I've recently sourced the 2012 W Europe map and installed on my RNS 810. It works fine, but no audible signal for speed cams, and 7 digit postcode yet. I found firmware 2720 on the net but it won't install and appears to be for RNS510 only. Spoke to helpful guy at VW Stockport and he's established there is a FW upgrade for RNS 810 only which gives 7 digit postcodes. But they want an hours labour for putting a CD into the drive to update itself which I could do in 30 seconds. I'll keep looking for a little while, and if unsuccessful, will bite the bullet. Glynn


----------



## converse420 (Nov 28, 2012)

Silky6053 said:


> I've recently sourced the 2012 W Europe map and installed on my RNS 810. It works fine, but no audible signal for speed cams, and 7 digit postcode yet. I found firmware 2720 on the net but it won't install and appears to be for RNS510 only. Spoke to helpful guy at VW Stockport and he's established there is a FW upgrade for RNS 810 only which gives 7 digit postcodes. But they want an hours labour for putting a CD into the drive to update itself which I could do in 30 seconds. I'll keep looking for a little while, and if unsuccessful, will bite the bullet. Glynn


Thanks Glyn,
Ive also been scouring the web, if I find anything I will update this thread

Dale


----------



## 8secondquarters (Apr 7, 2005)

My sept 2011 gp3 has firmware 1222 and takes full postcode input


----------



## Silky6053 (Dec 3, 2012)

Hi Guys

Just spent a little time looking at this. My dealer tells me there is a firmware upgrade for my car, but after I had given him the VIN number. Looking at the VCDS scan on my car, the RNS 810 details are: Component: RNS-MID H10 0204. This appears to indicate hardware revision H10, and firmware version 0204. If my interpretation is correct (and my wife tells me I am often wrong), then FW 1222, which 8secondquarters has on his unit, may well be the upgrade my dealer is referring to (from 0204). If that makes sense.

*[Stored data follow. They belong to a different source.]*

PR #3410, opened 2026-07-24
aie2p layer_norm: f32-accumulate the sum, two-pass centered variance

atassis:
## What

Make the aie2p bf16 `layer_norm` mean accurate by accumulating the row sum in
an f32 accumulator instead of a bf16 vector.

## Why

In the baseline `sum_acc` is a bf16 vector while `sum_sq_acc` is already f32, so
`E[x^2]` is accurate and only the mean is lossy: a bf16 running sum drops
low-order bits as the reduction length grows, and `embedding_dim` is typically
thousands. The centering and the variance both inherit that error, which is why
`op=layer` needed a `0.1` tolerance where `rms` passes at `0.05`.

An earlier revision of this PR also switched to a two-pass centered variance. I
dropped it. The `E[x^2] - mean^2` cancellation it guarded is unreachable under a
bf16 input contract: to make the f32 subtraction cancel you need mean/std on the
order of 100+, but a bf16 value near such a mean has an ulp larger than the std,
so the deviations are already gone. The single accumulator change is the whole
measured improvement.

## How

Accumulate the sum in an `accfloat` and reduce in f32. Nothing else changes:
same single reduction pass, same `E[x^2] - mean^2`, same bf16 in/out contract.

## Test

`programming_examples/ml/norm op=layer` on NPU2, input `uniform[-1,1]`, per-row
rel-L2 vs the f32 reference:

| cols | before (bf16 sum) | after (f32 sum) |
|------|-------------------|-----------------|
| 2048 | 1.14%             | 0.61%           |
| 4096 | 1.94%             | 0.63%           |

The trend is the point: the baseline error grows with reduction length as the
bf16 sum drops more bits; f32 accumulation flattens it (~0.6%, now bounded by
bf16 interface rounding).

Tightened the `op=layer` tolerance `0.1 -> 0.05` (matching rms) in norm.py and
test.cpp. A tighter elementwise tolerance alone can't catch a regression here:
the worst-element error is bounded by bf16 output quantization (~0.023) and is
nearly identical before and after. Added a mean per-row rel-L2 guard (ceiling
1%), which does separate them. Verified on device: the old kernel passes the
elementwise check but trips the guard at 0.0194.

## Refs

#2466, #2490, #2897.


atassis:
Github is being Github again, it has another major incident, that's we can't finish tests 👍🏼 
https://www.githubstatus.com/incidents/yjysg0xrl67m

atassis:
If current workflow won't succeed- I'll rebase the PR, so it would create new Run ID, maybe that's an issue (hail great Github)

hunhoffe (commented):
Thanks for digging into this!

A few thoughts before I approve:
1. Extra pass over input (2 loads → 3). Any sense of the perf impact? Not a blocker, just want to make sure we're making that tradeoff with eyes open.
2. mean_v still gets cast to bf16 before centering in pass 2, so that subtraction happens at bf16 precision rather than f32. Sounds like this might be intentional — just want to confirm!
3. Could we tighten norm.py's atol=0.1 for op=layer? Your numbers show it's now ~0.6%, so a tighter bound (closer to rms's 0.05) would catch a regression of this fix.

atassis:
Reworked it.

**1. Extra pass.** Dropped it. The only real defect in the baseline is the running sum: `sum_acc` was bf16 while `sum_sq_acc` was already f32, so `E[x^2]` was fine and only the mean was lossy. Accumulating the sum in an `accfloat` is the whole fix, and it keeps the original loop structure (one reduction pass, one write pass), so no third pass and no perf change. It also matches the measured trend: the error grew with reduction length because the bf16 sum kept dropping low-order bits, and f32 flattens it. The centering I'd added doesn't buy anything under a bf16 input contract (see 3), so it's gone.

**2. mean cast to bf16.** Intentional. The output centering `x - mean` stays bf16, which is fine for these inputs: the mean's bf16 rounding sits at or below the inputs' own bf16 quantization, and the output is bf16 regardless, so widening to center in f32 costs a conversion for no measurable gain.

**3. atol, plus a real guard.** Tightened to 0.05 for `op=layer` (matching rms) in norm.py and test.cpp. But a tighter atol alone won't catch a regression of this fix: the worst-element error is bounded by bf16 output quantization (~0.023) and is nearly identical before and after, so no elementwise atol separates them at e=2048. So I also added a mean per-row rel-L2 guard (ceiling 1%), which does separate them (fixed 0.61-0.63%, bf16-sum 1.14-1.94%). Verified on device: the old kernel passes the elementwise check but trips the rel-L2 guard (0.0194 > 0.01).

Separately, while measuring this I noticed the centering does matter on f32 input, where the mean/std regime is representable. The only f32 layernorm here, `layer_norm_welford`, reduces over the rows axis (per-column stats) rather than the feature axis, and isn't linked by this example. I'll send a separate PR with a correct f32 per-row layernorm.

hunhoffe (approved):
Thanks for your contribution!

PR #3415, opened 2026-07-24
[python] Fix resident-tensor stale-write bug in HostRuntime.run()

hunhoffe:
## Description
  
`Tensor.data` doesn't mark the tensor dirty, so writing a resident arg in place (`t.data[:] = x`, `np.copyto`) between dispatches is missed — the next `.to("npu")` no-ops and the kernel runs on stale bytes. Reported against #3354; same bug already fixed downstream in `amd/IRON#138`. 

  ## Fix

- `Tensor.data` now marks host-dirty on every access (read or write — numpy has no write-only hook).
- `HostRuntime._repin_outputs` reasserts `"npu"` residency on `Out`/`InOut` args after a successful dispatch, using the existing `In`/`Out`/`InOut` annotations, so reading a result between dispatches doesn't cause the *next* dispatch to push stale host data back over fresh device output.
- HRX backend needs no changes — it already syncs unconditionally both ways, sidestepping this class of bug entirely.

## Checklist

### DIFF
--- a/python/utils/callabledesign.py
+++ b/python/utils/callabledesign.py
@@ -221,6 +221,7 @@ class CallableDesign:
             kernel_name="MLIR_AIE",
             trace_config=trace_config,
             num_host_bos=num_host_bos,
+            output_flags=compilable.tensor_output_flags(),
         )
         if compilable.use_cache:
             self._kernel_cache[cache_key] = kernel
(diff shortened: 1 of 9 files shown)


hunhoffe:
Closing this — on reflection, the supported write paths — `__setitem__`, `fill_()`, `torch_view()` — already resync correctly; only bypassing all of them with a raw `.data` write is unsafe, and that pattern isn't used anywhere in mlir-aie today.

The problem now is I cannot find FW 1222 anywhere on the Net. Is there anywhere I can source it? I don't mind paying VW for the code, but I don't want to pay an hours labour (£105) when it is simply a matter of putting a CD into the unit, and letting it install itself.

Glynn


----------



## 8secondquarters (Apr 7, 2005)

Hi Glynn

Press an hold setup on the rns810 and all will be revealed

Mine shows part number 3D0035680B

HW Version H34

SW Version 1222


----------



## Silky6053 (Dec 3, 2012)

Hi 8secondquarters - thanks for that.

I've tried but it doesn't work on my unit, no matter how long I hold it in. I think that function comes with the new frmware!

Glynn


----------



## converse420 (Nov 28, 2012)

Right, finally I have something definitive...
I purchased a v9 Western Europe DVD from satnav-update.com for the princely sum of £29.
Pressing and holding the setup button on my RNS-810 reveals that my firmware is FW1222, which at first glance should have been a problem as the sales blurb clearly stated that you must have FW2720 or above to have 7 digit postcode entry.
The disk arrived the next day and having tried it in my 2011 TDI I can confirm that the postcode entry feature still works absolutely fine with the new disk. I have not taken the car out yet so I cannot confirm if the speed camera function works, I will update this thread in a while when I have actually had the opportunity to take the car out, but so far in my case it seems my £29 was money well spent!
:laugh:

**Update**
Just taken a brief drive in search of speed cameras and can update that this particular function does not work on FW1222, I shan't lose to much sleep over this however!


----------



## Silky6053 (Dec 3, 2012)

Thanks for that Converse420

I spoke to a number of map providers, and it appears FW 2720 relates to the RNS 510 and they assume it will also work with the RNS 810.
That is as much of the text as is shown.